Green Line Construction Moves Forward
|Photo by Alexander Svirsky, MassRoads.com.
– Allison Goldsberry
Phase 1 of the Green Line Extension to Medford and Somerville has received its official notice to proceed, according to project officials.
Barletta Heavy Division, Inc is the contractor for Phase 1 of the MBTA Green Line Extension Project. A public “meet and greet” with the contractor will be held prior to construction to review the schedule and other details, according to an email from MassDOT.
The first phase of construction includes the reconstruction of two bridges, the Harvard Street railroad bridge in Medford and the Medford Street railroad bridge in Somerville. Both bridges will be rebuilt to accommodate the existing Commuter Rail tracks and the new Green Line tracks.
Reconstruction of the Harvard Street bridge began in December. Work on the Medford Street bridge will happen in the spring.
A building owned by the MBTA will also be torn down to clear a way for the eventual extension of Green Line tracks from Lechmere Station. The building is located at 21 Water Street in East Cambridge, according to the MassDOT, and will be torn down “later in 2013.”
The first phase of construction will cost $12.9 million.
Currently, two stations are planned for Medford, one in Ball Square on the Medford/Somerville line and another in the Medford Hillside neighborhood on College Avenue. The once $600 million project is now estimated to cost $954 million. And that’s just for six planned stops. The seventh, a stop at Route 16, could cost another $130 million, pushing the total cost of the project to $1.12 billion.
The College Avenue stop is not “in the Medford Hillside neighborhood.” The Green Line Extension is required to go all the way to Medford Hillside, so this has been an area of disagreement between Medford Hillside residents who want the Green Line and the MBTA which would like to stop short at College Avenue.
The MBTA has tried to redefine Medford Hillside to include College Avenue and parts of Somerville, but even they have never claimed that the College Avenue station is “in the Medford Hillside neighborhood” — they have only claimed that it’s on the border. It’s actually surrounded by the Tufts campus. They have also admitted that the station will not serve most of Medford Hillside unless people are willing to walk MUCH farther to this T stop than to any other T stop in the entire system.
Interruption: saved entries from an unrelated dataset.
PR #7851, opened 2023-04-26
Registration error fixes

dunkOnIT:
**Disclaimer: I'm not sure this is worth spending time on. It feels fairly complex relative to the benefit it brings, and our time is likely better spent on just implementing more fundamental reg fixes. If someone sees an easy way to merge this with high confidence, though, it might be worth it.** 

This PR does 2 things:
1. Adds a basic text notice telling users not to refresh after registration is submitted
2. Adds error handling for a Duplicate Record Exists error which continues the registration flow if a record already exists.

I'm very uncertain on the implementation of change (2). A few notes:
- Error handling was chosen instead of checking if the record already existed in the DB, to prevent multiple calls to the DB under periods of already high load.
- I've opted to allow registration emails to be sent again in the case of form resubmission. This is a crude solution, but I figured the trade off of more emails vs 
- I have no idea how to implement tests that check whether this fix actually works, or if it introduces other errors.

### DIFF
--- a/WcaOnRails/app/controllers/registrations_controller.rb
+++ b/WcaOnRails/app/controllers/registrations_controller.rb
@@ -645,39 +645,51 @@ class RegistrationsController < ApplicationController
       return
     end
     @registration = @competition.registrations.build(registration_params.merge(user_id: current_user.id))
-    if @registration.save
+    begin
+      if @registration.save
+        saved_registration_actions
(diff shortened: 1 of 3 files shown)


dunkOnIT:
Closing in favour of server improvements and imminent (hopefully) new Registration Service

PR #7897, opened 2023-05-12
Added newcomer verification in delegate report template

danieljames-dj:
This PR is as per the discussion between WRT & WQAC.


Roco033:
LGTM, hope this leads to less fixes after the competition.

EdHollingdale:
I don't think adding more detail is the direction we should be going with reports. If WRT want more Delegates to make sure there is an appropriate process for checking newcomer information I don't think having a section on it in reports is the most effective way.

danieljames-dj:
@EdHollingdale The reason why we are doing this is, WRT is receiving lots of requests to fix DOBs. Also, we find that many delegates are not validating DOB during registration. This change will allow WRT to understand how many competitions actually does the DOB validation during registration and can help resolve more data integrity problems which is one of the responsibility of WRT in the motion.

DanielEgdal:
I'd think the section should should be called something like 'registration and check in', since the idea from the thread was to know more about registration as a whole, as opposed to just topics related to newcomers (though that is one of the more significant parts). Other than that, the content itself should be fine (as it is exactly the same as on the thread. :P)

danieljames-dj:
Thanks @DanielEgdal. I've changed the section name as you suggested.

DanielEgdal:
Idk if I'm doing something wrong, but the PR looks like the exact same as when I looked yesterday (still says newcomer verification)

danieljames-dj:
Oops sorry @DanielEgdal, I somehow forgot to stage the changes before commit while doing it in rush. I've made the change now.

DanielEgdal (approved):

Roco033 (approved):

PR #7898, opened 2023-05-12
Mask Result upload PII on staging systems

gregorbg:
see title.

### DIFF
--- a/WcaOnRails/app/models/upload_json.rb
+++ b/WcaOnRails/app/models/upload_json.rb
@@ -42,6 +42,8 @@ class UploadJson
       persons_to_import = []
       parsed_json["persons"].each do |p|
         new_person_attributes = p.merge(competitionId: competition_id)
+        # mask uploaded DOB on staging to avoid accidentally importing PII
+        new_person_attributes["dob"] = "1954-12-04" if Rails.env.production? && !EnvVars::WCA_LIVE_SITE?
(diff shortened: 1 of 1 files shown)


danieljames-dj (approved):
LGTM

WcaOnRails/app/models/upload_json.rb
```diff
@@ -42,6 +42,8 @@ def import_to_inbox
       persons_to_import = []
       parsed_json["persons"].each do |p|
         new_person_attributes = p.merge(competitionId: competition_id)
+        # mask uploaded DOB on staging to avoid accidentally importing PII
+        new_person_attributes["dob"] = "1954-12-04" if Rails.env.production? && !EnvVars::WCA_LIVE_SITE?
```
danieljames-dj, line 46: I've a minor doubt - is staging running on production mode? I'm confused whether this will return true for normal prod website as well?

gregorbg: Staging is running using the Rails `production` configuration. This is normal and considered best practice by Rails themselves.

That's the reason why we have the additional `EnvVars::WCA_LIVE_SITE?` check, which (as the name suggests) only returns `true` for the real, public website. Note that this variable was introduced back when Cubecomps was still a thing, so it has nothing to do with our modern "WCA Live".

Issue #7850, opened 2023-04-23
Migrating Competitions Overview Page to React


notrichardpeng:
https://www.worldcubeassociation.org/competitions

PR #1206, opened 2017-01-30
Treat a competition as over if today is the last day of that competition.

jfly:
This fixes #737.

PR #7902, opened 2023-05-14
React Rewrite of Competition Overview Page

notrichardpeng:
#7850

This entire extension is money wasted that would be better spent in other areas. Somerville and Medford already have plenty of public transportation options nearby and bus access to major T stops in the area. Fix the existing MBTA system before expanding.
This much-needed extension has already been put off for decades by people saying “Do something else first.” Fix the system AND expand it. Make it more useful, and more people will use it.
Fix it and expand sounds great if the State had unlimited resources. Unfortunately that is not the case. I am speaking as a Medford resident (not too far from the proposed College Avenue station) and T rider.
Taken a step further, here are some crude calculations on the 130 million cost to extend to the Hillside (I am against the entire expansion, not singling out Hillside).
The Hillside stop would need about 130,000 daily riders at current rates for an entire year to recoup that cost (without even factoring interest). A more realistic projection of say 2000-3000 daily riders, will take over 40 years (again, no interest factored in). All for an area that already has bus access to College Avenue along Boston Avenue.
Simple cost effective solution is to have the Commuter rail add a stop either at Tufts or Ball Sq which will allow greenline access through-out the whole corridor from Lowell.
If you are in the planning stages, building a platform to accommadate this would be much cheaper than running tracks to Route 16 or elsewhere since there is an existing train that currently runs to and from Lowell which will allow people to make choices. It is 19 minutes to Boston by commuter rail from West Medford. So it adds an additional 4-6 minutes to the run. I’m sure with scheduling there can be options for which train stops and which one is express as well.